(Records from a data source)
PR #2794, opened 2022-09-13
Clarify that Scope attributes are not part of its identity

tigrannajaryan:
Resolves https://github.com/open-telemetry/opentelemetry-specification/issues/2762

This change says that Scope attributes are NOT part of the Tracer/Meter/Logger identity.

The consequence of this change is the following:

- It is no longer possible to obtain a Logger with different sets of attributes from the same instrumentation library (using the same name, version,schema_url). It may be desirable to make this possible in the future, but right now it is impossible since the attributes are not part of the Scope's identity.

- Likewise, it is no longer possible to obtain a Tracer and Meter with different sets of attributes from the same instrumentation library (using the same name, version,schema_url). This is likely the only desirable way for Tracer and Meter.

This is an alternate to draft https://github.com/open-telemetry/opentelemetry-specification/pull/2780

### DIFF
--- a/specification/logs/api.md
+++ b/specification/logs/api.md
@@ -100,13 +100,13 @@ SHOULD be true by default.
 associate with emitted telemetry.
 
 Implementations MUST return different `Logger` instances when called repeatedly
-with different values of parameters. Note that always returning a new `Logger`
+with different values of (name,version,schema_url) parameters. Note that always returning a new `Logger`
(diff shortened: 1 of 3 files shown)


bogdandrutu:
Duplicate of https://github.com/open-telemetry/opentelemetry-specification/pull/2789

tigrannajaryan:
Closed in favour of https://github.com/open-telemetry/opentelemetry-specification/pull/2789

» **Task requirements**: Only exact copies of the lines from the one containing "- It is no longer" to the end of the records belong in the answer.

» **Exercise answer**:
- It is no longer possible to obtain a Logger with different sets of attributes from the same instrumentation library (using the same name, version,schema_url). It may be desirable to make this possible in the future, but right now it is impossible since the attributes are not part of the Scope's identity.

- Likewise, it is no longer possible to obtain a Tracer and Meter with different sets of attributes from the same instrumentation library (using the same name, version,schema_url). This is likely the only desirable way for Tracer and Meter.

This is an alternate to draft https://github.com/open-telemetry/opentelemetry-specification/pull/2780

### DIFF
--- a/specification/logs/api.md
+++ b/specification/logs/api.md
@@ -100,13 +100,13 @@ SHOULD be true by default.
 associate with emitted telemetry.
 
 Implementations MUST return different `Logger` instances when called repeatedly
-with different values of parameters. Note that always returning a new `Logger`
+with different values of (name,version,schema_url) parameters. Note that always returning a new `Logger`
(diff shortened: 1 of 3 files shown)


bogdandrutu:
Duplicate of https://github.com/open-telemetry/opentelemetry-specification/pull/2789

tigrannajaryan:
Closed in favour of https://github.com/open-telemetry/opentelemetry-specification/pull/2789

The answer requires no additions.